Periodic Reporting for period 1 - CIModelPLUS (Advanced Computational Model for the Development of Cochlear Implants)
Período documentado: 2017-03-01 hasta 2019-02-28
CI users usually regain the ability to understand and use spoken language with or without visual aid. However, there remains a wide variation of individual in speech recognition performance after implantation, and the ability of implant users to understand speech diminishes in the presence of background noise. Computational models of the cochlea and sensory neurons have been employed to facilitate the development of CIs via exploring various aspects of electrical stimulation. These models depend on the geometry of the reconstructed cochlea and the exact knowledge of the electrical impedance of different tissues. However, only crude estimation of the impedance of all media is available. Moreover, most existing computational models of the cochlea only adopt an ideal representation of the geometry due to limitations in structural image resolution or in computational expenses.

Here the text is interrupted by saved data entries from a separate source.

PR #1758, opened 2023-11-14
Set some dependency options to be multi-choice.

vrabaud:
The current options are complex:
- you want a local AOM, you need to set to variables (AVIF_CODEC_AOM and AVIF_LOCAL_AOM to ON)
- they can be confusing: some work in best effort, e.g. if you do not set AVIF_LOCAL_LIBYUV, it tries to find libyuv if not, oh well, too bad let's move on.
- you cannot disable some options: if libyuv is found, use it! Oh wait, I actually never asked for it (causing issues like https://github.com/AOMediaCodec/libavif/issues/1732)

That's why I propose to set dependency options to: OFF: it will never be used whether it is findable or in ext LOCAL: it has to use the version in ext/ and will fail if not found SYSTEM: it will find_package it and fail if not found

An AUTO version (that uses a dependency if found) should not be added as it will create more confusion for developers or package building.

This is compatible with `ccmake` or `cmake-gui`.


vrabaud:
@fdintino , @wantehchang , what do you think?

fdintino:
I like it. I've also seen projects accept paths for these options, to force find_package to look in a specific prefix.

CMakeLists.txt
```diff
@@ -234,11 +236,11 @@ if(libyuv_FOUND)
     set(AVIF_PLATFORM_LIBRARIES ${AVIF_PLATFORM_LIBRARIES} ${LIBYUV_LIBRARY})
 endif(libyuv_FOUND)
 
-set_local_system_option("LIBSHARPYUV" "OFF" "Use libsharpyuv.")
+set_local_or_system_option("LIBSHARPYUV" "OFF" "Use libsharpyuv.")
 if(AVIF_LIBSHARPYUV STREQUAL "LOCAL")
     set(LIB_FILENAME "${CMAKE_CURRENT_SOURCE_DIR}/ext/libwebp/build/libsharpyuv${CMAKE_STATIC_LIBRARY_SUFFIX}")
     if(NOT EXISTS "${LIB_FILENAME}")
-        message(FATAL_ERROR "libavif(AVIF_LOCAL_LIBSHARPYUV): ${LIB_FILENAME} is missing, bailing out")
+        message(FATAL_ERROR "libavif(AVIF_LIBSHARPYUV): ${LIB_FILENAME} is missing, bailing out")
```
wantehchang, line 243: `AVIF_LIBSHARPYUV=LOCAL` ?

CMakeLists.txt
```diff
@@ -197,7 +199,7 @@ if(AVIF_LIBYUV STREQUAL "LOCAL")
     set(LIB_FILENAME "${AVIF_LIBYUV_BUILD_DIR}/${AVIF_LIBRARY_PREFIX}yuv${CMAKE_STATIC_LIBRARY_SUFFIX}")
 
     if(NOT EXISTS "${LIB_FILENAME}")
-        message(FATAL_ERROR "libavif(AVIF_LOCAL_LIBYUV): ${LIB_FILENAME} is missing, bailing out")
+        message(FATAL_ERROR "libavif(AVIF_LIBYUV): ${LIB_FILENAME} is missing, bailing out")
```
wantehchang, line 202: `AVIF_LIBYUV=LOCAL` ?

wantehchang (approved):
I am sorry I missed the review request.

Could you describe this change in the changelog?

wantehchang:
Vincent: In addition to the changelog, please also update https://github.com/AOMediaCodec/libavif/blob/main/README.md.

I think this is a good simplification of the cmake options. Thanks.

CMakeLists.txt
```diff
@@ -40,40 +40,55 @@ option(AVIF_ENABLE_EXPERIMENTAL_GAIN_MAP
...
+    elseif(DEFINED AVIF_${VAR})
+        set(DEFAULT ${AVIF_${VAR}})
+    endif()
+    set(AVIF_${VAR} ${DEFAULT} CACHE STRING ${TEXT} FORCE)
+    set_property(CACHE AVIF_${VAR} PROPERTY STRINGS OFF LOCAL SYSTEM)
+endmacro()
+macro(set_codec_option CODEC NAME ENCDEC EXTRA)
+    # Deal with the older way of setting options.
+    if(DEFINED AVIF_CODEC_${CODEC})
+        set(AOM_CODEC_DEFAULT ${AVIF_CODEC_${CODEC}})
```
fdintino, line 56: Since this is used by more than aom, I'm guessing that this variable name is a mistake or got held over from an earlier version of this macro?

README.md
```diff
@@ -51,8 +52,9 @@ list of requirements.
 
 If you want to statically link any codec into your local (static) build of
 libavif, building using one of these scripts and then enabling the associated
-`AVIF_LOCAL_*` is a convenient method, but you must make sure to disable
-`BUILD_SHARED_LIBS` in CMake to instruct it to make a static libavif library.
+`AVIF_LOCAL_*` and setting `AVIF_CODEC_*` to `LOCAL` is a convenient method,
```
wantehchang, line 55: The new text mentions both the old and new ways, connected by "and". I think we just need to mention the new way ("setting `AVIF_CODEC_*` to `LOCAL`"). If we mention both, they should be connected by "or" because one of them is sufficient.

wantehchang (commented):
LGTM.

README.md
vrabaud: Thx, fixed in https://github.com/AOMediaCodec/libavif/pull/1795 I believe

The aim of CIModelPLUS was to provide engineers an advanced computational model of the cochlea that facilitates the development of next-generation CI. To fulfil the aim of CIModelPLUS, the following objectives were included: 1. development of anatomically-accurate computational model of cochlea; 2. measurement of the electric current distribution; 3. generation of the advanced computational model. All milestones defined for CIModelPLUS have been reached.
Three different tasks were performed to measure the electric current inside the cochlea, and the results were later used as a reference for optimising the computer model. Task 1 was to perform direct measurements of the electric potential within the cochlea of a temporal bone specimen by using an additional microelectrode. Task 2 was to directly visualise the electric current flow using a technique called current density imaging (CDI). It turned out that this method was not sensitive enough. We, therefore, conducted additional measurements (Task 3), where we measured electric potentials inside the cochlea of implanted patients using the implanted electrode. Subsequently, these measurements were used to optimise the electrical conductivity values of different tissues in the cochlear model. The influence of CI electrode positions on the electric current distribution in the cochlea was investigated using the optimised model.
Moreover, a semi-automated algorithm was developed to reconstruct the path of auditory nerve fibres (ANFs) inside the cochlear model by searching for the shortest path between given starting and end points. In order to implement a biophysical model on the reconstructed ANFs, we conducted a systemic review of different models in the literature. We hope that based on the review, we will be able to select or create the optimal biophysical model to be implemented within our advanced computational model of human cochlea.
Preliminary results obtained within CIModelPLUS have been presented at major conferences and invited talks within the field of medical engineering and hearing research. Final results will be published at high-impact international journals with Open Access.